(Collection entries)
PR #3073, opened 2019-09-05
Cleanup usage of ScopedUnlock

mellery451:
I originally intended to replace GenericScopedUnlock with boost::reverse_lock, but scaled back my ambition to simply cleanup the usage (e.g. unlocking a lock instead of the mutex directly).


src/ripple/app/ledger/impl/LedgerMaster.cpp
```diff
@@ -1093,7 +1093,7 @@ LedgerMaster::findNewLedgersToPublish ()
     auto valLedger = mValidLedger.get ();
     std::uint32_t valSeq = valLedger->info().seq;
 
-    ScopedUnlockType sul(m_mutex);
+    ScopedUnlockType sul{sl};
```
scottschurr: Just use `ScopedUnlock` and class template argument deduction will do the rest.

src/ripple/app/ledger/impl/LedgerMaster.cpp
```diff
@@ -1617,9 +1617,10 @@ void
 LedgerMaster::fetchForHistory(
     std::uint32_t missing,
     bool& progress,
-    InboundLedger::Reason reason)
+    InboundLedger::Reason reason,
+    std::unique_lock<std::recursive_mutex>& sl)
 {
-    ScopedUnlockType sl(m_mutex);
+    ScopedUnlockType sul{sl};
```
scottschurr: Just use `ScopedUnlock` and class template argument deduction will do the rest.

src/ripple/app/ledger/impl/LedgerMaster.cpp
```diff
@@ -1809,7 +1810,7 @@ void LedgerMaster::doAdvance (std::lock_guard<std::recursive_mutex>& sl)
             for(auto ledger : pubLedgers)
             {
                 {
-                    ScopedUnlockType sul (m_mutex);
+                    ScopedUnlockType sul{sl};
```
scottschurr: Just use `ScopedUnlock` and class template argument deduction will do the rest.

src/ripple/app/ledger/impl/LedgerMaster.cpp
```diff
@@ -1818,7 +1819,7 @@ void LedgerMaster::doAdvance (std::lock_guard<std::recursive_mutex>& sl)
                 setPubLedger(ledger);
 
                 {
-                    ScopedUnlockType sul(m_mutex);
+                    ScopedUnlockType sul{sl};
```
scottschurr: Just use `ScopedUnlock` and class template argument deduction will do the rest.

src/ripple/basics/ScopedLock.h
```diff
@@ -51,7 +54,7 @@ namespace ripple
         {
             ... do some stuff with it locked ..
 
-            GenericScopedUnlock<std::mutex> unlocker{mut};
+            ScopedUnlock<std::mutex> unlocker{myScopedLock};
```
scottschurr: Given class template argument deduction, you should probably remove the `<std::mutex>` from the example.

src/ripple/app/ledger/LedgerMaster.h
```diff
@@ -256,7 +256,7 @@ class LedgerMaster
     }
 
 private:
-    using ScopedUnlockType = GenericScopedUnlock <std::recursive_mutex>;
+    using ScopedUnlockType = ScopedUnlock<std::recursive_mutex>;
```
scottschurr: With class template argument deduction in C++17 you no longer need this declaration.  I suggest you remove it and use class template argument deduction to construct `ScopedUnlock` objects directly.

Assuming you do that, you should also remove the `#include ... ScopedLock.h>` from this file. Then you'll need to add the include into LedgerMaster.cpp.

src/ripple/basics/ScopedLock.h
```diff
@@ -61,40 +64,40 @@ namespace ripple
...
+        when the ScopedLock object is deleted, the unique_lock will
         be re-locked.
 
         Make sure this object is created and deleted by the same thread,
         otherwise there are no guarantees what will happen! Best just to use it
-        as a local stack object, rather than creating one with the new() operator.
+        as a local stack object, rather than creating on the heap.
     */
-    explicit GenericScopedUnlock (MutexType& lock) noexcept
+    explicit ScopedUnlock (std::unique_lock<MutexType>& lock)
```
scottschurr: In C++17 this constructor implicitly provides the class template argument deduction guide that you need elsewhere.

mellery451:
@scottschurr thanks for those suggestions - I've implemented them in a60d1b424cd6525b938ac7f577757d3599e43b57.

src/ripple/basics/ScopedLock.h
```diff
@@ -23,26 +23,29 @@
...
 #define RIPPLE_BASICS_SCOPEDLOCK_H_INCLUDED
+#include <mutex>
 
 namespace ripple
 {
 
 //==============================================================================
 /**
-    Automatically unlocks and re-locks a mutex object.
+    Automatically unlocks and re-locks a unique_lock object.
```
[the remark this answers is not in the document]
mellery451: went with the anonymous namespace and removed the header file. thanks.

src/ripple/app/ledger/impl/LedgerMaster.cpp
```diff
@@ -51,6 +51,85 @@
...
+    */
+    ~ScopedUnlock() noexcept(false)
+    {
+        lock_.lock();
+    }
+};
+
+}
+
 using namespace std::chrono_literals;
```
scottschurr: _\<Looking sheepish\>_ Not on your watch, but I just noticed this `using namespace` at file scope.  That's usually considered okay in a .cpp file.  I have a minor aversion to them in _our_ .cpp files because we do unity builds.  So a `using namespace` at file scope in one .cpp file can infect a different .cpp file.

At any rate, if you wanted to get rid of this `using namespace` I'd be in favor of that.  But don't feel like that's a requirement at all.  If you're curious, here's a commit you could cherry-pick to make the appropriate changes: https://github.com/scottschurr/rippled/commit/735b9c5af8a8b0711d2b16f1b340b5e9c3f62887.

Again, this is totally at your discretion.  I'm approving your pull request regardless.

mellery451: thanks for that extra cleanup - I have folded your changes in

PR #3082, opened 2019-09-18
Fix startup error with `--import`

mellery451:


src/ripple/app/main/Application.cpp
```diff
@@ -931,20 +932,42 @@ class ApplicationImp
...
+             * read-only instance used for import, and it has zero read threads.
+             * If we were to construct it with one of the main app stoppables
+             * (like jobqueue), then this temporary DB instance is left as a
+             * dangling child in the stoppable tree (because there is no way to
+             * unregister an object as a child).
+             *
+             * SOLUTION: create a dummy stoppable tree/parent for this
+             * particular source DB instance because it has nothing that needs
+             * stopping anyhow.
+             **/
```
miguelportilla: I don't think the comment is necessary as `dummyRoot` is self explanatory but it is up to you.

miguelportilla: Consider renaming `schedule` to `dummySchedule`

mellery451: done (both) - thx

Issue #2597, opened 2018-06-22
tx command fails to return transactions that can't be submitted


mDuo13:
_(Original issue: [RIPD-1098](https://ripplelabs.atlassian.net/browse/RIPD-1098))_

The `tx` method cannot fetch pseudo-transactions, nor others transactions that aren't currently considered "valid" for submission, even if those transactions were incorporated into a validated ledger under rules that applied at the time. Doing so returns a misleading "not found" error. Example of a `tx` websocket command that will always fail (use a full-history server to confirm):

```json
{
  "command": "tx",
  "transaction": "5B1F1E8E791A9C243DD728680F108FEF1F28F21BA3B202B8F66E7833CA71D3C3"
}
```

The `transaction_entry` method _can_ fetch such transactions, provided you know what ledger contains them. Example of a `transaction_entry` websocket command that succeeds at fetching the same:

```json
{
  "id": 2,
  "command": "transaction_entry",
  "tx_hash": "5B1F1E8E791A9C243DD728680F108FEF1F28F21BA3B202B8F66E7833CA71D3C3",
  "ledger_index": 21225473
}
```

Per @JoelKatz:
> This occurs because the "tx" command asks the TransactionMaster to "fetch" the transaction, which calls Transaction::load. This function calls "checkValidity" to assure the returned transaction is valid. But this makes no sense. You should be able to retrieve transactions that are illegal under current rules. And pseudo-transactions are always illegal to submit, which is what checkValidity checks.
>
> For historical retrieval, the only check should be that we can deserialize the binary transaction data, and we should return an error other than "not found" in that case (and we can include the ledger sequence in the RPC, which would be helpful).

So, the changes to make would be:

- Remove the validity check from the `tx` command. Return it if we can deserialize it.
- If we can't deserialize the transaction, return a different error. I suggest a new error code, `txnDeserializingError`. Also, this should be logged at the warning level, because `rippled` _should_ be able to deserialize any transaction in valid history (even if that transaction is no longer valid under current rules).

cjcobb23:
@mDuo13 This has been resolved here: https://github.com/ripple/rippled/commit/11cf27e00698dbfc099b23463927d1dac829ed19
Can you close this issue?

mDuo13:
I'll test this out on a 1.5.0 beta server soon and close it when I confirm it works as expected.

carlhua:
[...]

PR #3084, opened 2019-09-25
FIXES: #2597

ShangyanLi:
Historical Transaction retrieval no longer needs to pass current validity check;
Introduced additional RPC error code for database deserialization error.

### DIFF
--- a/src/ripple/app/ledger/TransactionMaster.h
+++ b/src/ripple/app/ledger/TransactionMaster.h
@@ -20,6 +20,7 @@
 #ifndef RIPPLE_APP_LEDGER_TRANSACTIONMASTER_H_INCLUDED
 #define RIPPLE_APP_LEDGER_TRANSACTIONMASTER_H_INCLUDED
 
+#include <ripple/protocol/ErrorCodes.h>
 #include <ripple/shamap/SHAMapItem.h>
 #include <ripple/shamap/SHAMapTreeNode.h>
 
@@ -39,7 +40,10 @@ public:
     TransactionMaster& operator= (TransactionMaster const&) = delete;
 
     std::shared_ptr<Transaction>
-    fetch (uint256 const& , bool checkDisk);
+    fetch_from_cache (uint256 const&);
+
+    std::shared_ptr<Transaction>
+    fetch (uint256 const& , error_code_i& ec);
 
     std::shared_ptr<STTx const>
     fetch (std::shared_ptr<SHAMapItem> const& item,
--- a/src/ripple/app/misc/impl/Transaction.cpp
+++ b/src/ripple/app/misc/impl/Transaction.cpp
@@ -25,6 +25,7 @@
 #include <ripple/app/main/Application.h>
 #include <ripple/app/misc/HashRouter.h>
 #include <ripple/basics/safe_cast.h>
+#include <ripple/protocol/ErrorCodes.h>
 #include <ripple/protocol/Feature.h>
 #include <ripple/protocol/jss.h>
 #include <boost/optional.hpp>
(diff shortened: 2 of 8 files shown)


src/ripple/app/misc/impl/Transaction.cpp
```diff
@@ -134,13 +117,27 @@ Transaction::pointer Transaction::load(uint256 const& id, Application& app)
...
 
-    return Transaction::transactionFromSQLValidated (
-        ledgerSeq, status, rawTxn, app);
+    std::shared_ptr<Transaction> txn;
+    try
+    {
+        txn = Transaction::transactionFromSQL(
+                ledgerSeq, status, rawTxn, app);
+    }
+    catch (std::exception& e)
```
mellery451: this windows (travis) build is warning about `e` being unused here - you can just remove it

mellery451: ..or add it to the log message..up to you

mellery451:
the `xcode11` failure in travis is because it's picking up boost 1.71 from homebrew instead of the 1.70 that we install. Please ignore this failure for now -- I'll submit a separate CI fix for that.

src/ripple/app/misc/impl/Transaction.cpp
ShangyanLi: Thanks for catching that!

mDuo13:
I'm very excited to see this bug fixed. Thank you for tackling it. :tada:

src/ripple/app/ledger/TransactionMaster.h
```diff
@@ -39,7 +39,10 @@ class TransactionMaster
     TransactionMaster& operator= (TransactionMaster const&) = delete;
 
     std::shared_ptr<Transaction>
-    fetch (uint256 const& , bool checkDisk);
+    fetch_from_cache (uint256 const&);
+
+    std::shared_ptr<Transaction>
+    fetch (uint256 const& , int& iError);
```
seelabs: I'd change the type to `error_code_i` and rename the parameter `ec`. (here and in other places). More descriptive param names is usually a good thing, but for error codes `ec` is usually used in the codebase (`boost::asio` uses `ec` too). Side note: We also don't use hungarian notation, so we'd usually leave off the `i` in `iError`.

• What the task asks: Would you copy out every line in the records that includes the string "rawTxn"?

• Exercise answer:
-        ledgerSeq, status, rawTxn, app);
+                ledgerSeq, status, rawTxn, app);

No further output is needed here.